When Yale reopens, Temple is looking forward to fostering spaces with Camacho “for deep and meaningful conversations that are grounded in the wellbeing of individual students and the community,” and she is grateful that the Pitti-Camacho family will bring a sense of “continuity” in the Stiles community. 

Alongside Camacho will be current Head Pitti, who is a professor of History and American Studies and director of the Center for the Study of Race, Indigeneity and Transnational Migration. He told the News that he is thrilled about continuing “to play a role in the life of students” and to watch them “grow and thrive in the coming semesters.”

In interviews with the News, students in Stiles expressed positive reactions to Camacho’s appointment.  

“Especially in these uncertain times, it’s comforting to know that when we arrive back on campus, a familiar face we all respect and love will be there to welcome us,” said Joe Boland ’23 in an email.

Katherine Du ’22 told the News in an email that from “the first day” she arrived on campus, Camacho made her “feel at home” immediately. She cherishes her conversations with Camacho who, she wrote, cares “deeply” about her passions, family and ideas. 

A Stiles student and ER&M major, Gabriella Blatt ’21 wrote in an email that Camacho’s “teaching and mentorship” was part of the reason why she declared ER&M as her major.

“She’s one of those professors where you go to their office hours just to talk to them because of how amazing she is as not only a professor but as a human overall,” Blatt wrote. 

She said that students in Stiles were “devastated” that Head Pitti was leaving. Now, she wrote, students are thrilled about Camacho’s appointment, and many claim Stiles to be “the best residential college” because of it. 

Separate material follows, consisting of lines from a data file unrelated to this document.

PR #30065, opened 2026-08-28
fix(mitm-addon): reject uninspectable billable responses

### LINKED ISSUE #30035: security(python): prevent response encodings from bypassing streamed usage accounting
## Problem and evidence

The runner rewrites `Accept-Encoding` on HTTP flows whose response bodies are inspected for usage. When the requester explicitly rejects `identity` and every stream-decodable compression coding, `normalize_accept_encoding_for_body_inspection()` preserves the original header rather than advertising a representation the requester rejected.

That compatibility fallback becomes a billing bypass when sandbox code advertises only a non-stream-decodable coding such as `br`, the upstream returns a successful compressed SSE response, and the flow is billable. At response-header time, `_configure_response_inspection_stream()` records `response_encoding_not_stream_decodable` but installs neither a usage parser nor a bounded terminal fallback. The pass-through stream remains active, so the sandbox receives the model output while terminal reporting finds no usage events.

The existing integration test in `tests/test_response_encoding_inspection_risk.py` proves the response-time branch and explicitly asserts that the response stream remains callable. `report_model_provider_usage()` independently proves that a billable model response without extracted usage events is not reported.

Issue #21142 and PR #21172 intentionally kept this behavior fail-open and added telemetry without changing traffic. That was a compatibility decision, not an enforcement guarantee. The attacker-controlled header boundary and confirmed no-parser/no-fallback response path now justify changing the policy for billable flows.

## Decision

Required usage inspection is an enforcement boundary for successful billable responses. A protected response must not be delivered when its actual encoding leaves the proxy with neither an incremental usage parser nor an applicable bounded terminal accounting fallback. A structured risk log alone is insufficient.

The actual response `Content-Encoding` is authoritative. Request normalization may reduce exposure, but it cannot be the only enforcement point because an upstream can return an unadvertised or otherwise non-stream-decodable encoding.

## Scope and constraints

- Cover successful billable model-provider responses and successful billable connector responses whose accounting requires a response-body parser.
- Gate on billing requirements, not observation alone. Non-billable/BYOK model-provider observation must not become a traffic-blocking contract.
- Preserve explicit requester encoding rejections; do not silently advertise `identity`, `gzip`, or `deflate` after the requester assigned them `q=0`.
- Preserve stream-decodable responses and existing bounded terminal fallbacks when they can still produce accounting.
- Do not block bodyless responses or upstream failure responses that cannot deliver a billable protected result.
- Treat response replacement as fail-closed: no upstream body bytes may reach the sandbox after the proxy determines that required inspection is unavailable.
- Keep diagnostic fields bounded and fixed; do not persist raw encoding header values.
- No API, database, queue, persisted-state, or cross-process protocol change is required.

## Alternatives considered

- **Keep logging only:** preserves compatibility but leaves the demonstrated billing bypass intact.
- **Force a safe request encoding:** violates explicit HTTP content-negotiation rejections and still does not cover a non-conforming upstream response.
- **Reject only unsafe request negotiation:** can prevent the known header path before incurring upstream work, but is not a complete enforcement boundary because the actual response remains authoritative and some request paths may still have a valid bounded fallback.
- **Add bounded Brotli and zstd streaming decoders:** could reduce future rejection, but current bindings do not provide the required hard output bound and unknown or compound encodings would still need fail-closed handling.
- **Buffer every unsupported response:** delays streaming, increases memory retention, and cannot guarantee bounded accounting for SSE or arbitrarily large bodies.

## Risks and mitigations

- Clients that intentionally permit only unsupported streaming encodings will receive a deterministic proxy failure instead of the upstream result. Limit this behavior to successful billable flows with no usable accounting path.
- A response-time rejection occurs after the provider may already have processed the request. Discarding the body protects the delivery/accounting invariant; planning should also evaluate whether an early request rejection is safe for cases that have no possible inspected representation.
- Over-broad classification could reject a response that still has a bounded terminal fallback. Reuse the parser/fallback capability decision rather than maintaining a second encoding allowlist.
- Replacement streaming must discard all upstream chunks and preserve terminal tracking cleanup so retries, shutdown, and usage flushing do not leak flow state.

## Acceptance criteria

- A billable Anthropic SSE flow using `Accept-Encoding: br, identity;q=0` and receiving `Content-Encoding: br` does not deliver upstream response bytes to the sandbox.
- A successful billable response with a non-stream-decodable actual encoding also fails closed when the upstream ignored or bypassed apparently safe request negotiation.
- Fail-closed handling returns a deterministic local error, discards the upstream body, and leaves terminal usage/tracking state consistent.
- Successful gzip, deflate, and identity model streams retain incremental usage extraction and existing response behavior.
- Existing bounded terminal JSON fallbacks remain available when applicable; the enforcement path is selected only when neither incremental nor bounded terminal accounting is possible.
- Non-billable observable model-provider flows, bodyless responses, unsuccessful upstream responses, and connectors without response-body billing parsers keep their current behavior.
- Diagnostics continue to use stable internal reason fields without raw encoding values.
- Integration coverage exercises request normalization, the real `responseheaders()` streaming gate, upstream chunk handling, response completion, and terminal usage reporting.

## Delivery notes

This is one independently reviewable runner-local PR. The compatibility change is limited to response handling inside a single runner version and requires no coordinated deployment or persisted-state migration.

seven332:
## Summary

- Fail closed with an empty local 502 when a successful billable model or connector response cannot be inspected by either an incremental parser or an applicable bounded terminal fallback.
- Discard all upstream response bytes after rejection and release model-provider failure state so the proxy-generated response is not reported as a provider outage.
- Keep bounded JSON fallback for ordinary X responses while excluding X NDJSON stream endpoints that require incremental parser state.

## Explicit exclusions

- Non-billable observable model responses, non-billable connectors, bodyless responses, non-2xx responses, and connectors without response-body accounting parsers retain their existing behavior.
- This does not add a request-time rejection gate; the actual response encoding remains authoritative.
- No API, persisted-state, queue, database, or cross-version protocol changes are included.

## Validation

- `uv lock --check`
- `uv sync --locked`
- `uv run --no-sync python -m pytest tests/` (7,189 passed)
- `lefthook run pre-commit`

Closes #30035

### DIFF
--- a/crates/runner/mitm-addon/src/response_streaming.py
+++ b/crates/runner/mitm-addon/src/response_streaming.py
@@ -38,6 +38,7 @@ from usage.underbilling import log_usage_underbilling
 _HTTP_STATUS_SWITCHING_PROTOCOLS = 101
 _HTTP_STATUS_OK_MIN = 200
 _HTTP_STATUS_REDIRECT_MIN = 300
+_HTTP_STATUS_BAD_GATEWAY = 502
 
 _MODEL_JSON_USAGE_FINISH = "model_json_usage_finish"
 _MODEL_SSE_USAGE_FINISH = "model_sse_usage_finish"
@@ -74,6 +75,7 @@ class _ResponseStreamSetup(NamedTuple):
     parser: _ResponseChunkParser | None
     needs_buffered_fallback: bool
     finish_stream: Callable[[], object] | None = None
+    reject_uninspectable: bool = False
 
 
 def model_usage_protocol(flow: http.HTTPFlow) -> usage.ModelUsageProtocol:
@@ -268,7 +270,15 @@ def _configure_response_inspection_stream(
                         flow,
                         failure_observer.finish,
                     )
-                return _ResponseStreamSetup(None, False)
+                return _ResponseStreamSetup(
+                    None,
+                    False,
+                    reject_uninspectable=(
+                        is_billable_flow
+                        and is_observable_model_provider
+                        and _HTTP_STATUS_OK_MIN <= response.status_code < _HTTP_STATUS_REDIRECT_MIN
+                    ),
+                )
 
             finished = False
 
@@ -341,11 +351,20 @@ def _configure_response_inspection_stream(
                     flow,
                     failure_observer.finish,
                 )
-            return _ResponseStreamSetup(
-                None,
+            needs_buffered_fallback = (
                 is_observable_model_provider
                 and uses_model_json_fallback(flow)
-                and body_decoding.can_decode_json_usage_body(response.headers),
+                and body_decoding.can_decode_json_usage_body(response.headers)
+            )
+            return _ResponseStreamSetup(
+                None,
+                needs_buffered_fallback,
+                reject_uninspectable=(
+                    is_billable_flow
+                    and is_observable_model_provider
+                    and _HTTP_STATUS_OK_MIN <= response.status_code < _HTTP_STATUS_REDIRECT_MIN
+                    and not needs_buffered_fallback
+                ),
             )
 
         inspection: usage.ModelJsonResponseInspection | None = None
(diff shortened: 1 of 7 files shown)


seven332:
## Code Review: PR #30065

**Reviewed head:** `324529b4a6c7c4ed79d7c0d27413fa5327e1b55c`

### Summary

The response-time gate now enforces the billable accounting boundary using the actual response encoding and existing parser/fallback capabilities. The local 502 replacement discards upstream bytes, releases model-provider failure state, and preserves the intended non-billable, non-2xx, bodyless, and bounded-JSON fallback behavior.

### Findings

No findings.

### Testing

Ruff format/lint, basedpyright, root pre-commit hooks, focused lifecycle suites, and the full mitm-addon suite passed (7,189 tests). GitHub CI is inspected separately after this review.

### Verdict

LGTM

Maslen Ward ’20 wrote to the News in an email that she was “incredibly sad” to hear that Head Pitti would be leaving, but “could not be more ecstatic” about Camacho’s appointment. 

“As chair of ER&M,” Ward wrote, “Professor Camacho has always put students first…[she] has made both Ezra Stiles and ER&M a home to so many—and I am so excited the University is recognizing her brilliant leadership in appointing her to this position. Stiles and ER&M are communities I am proud to be a part of, and eternally grateful to Professor Camacho’s care and devotion in cultivating them.”

Camacho’s appointment will be effective July 1.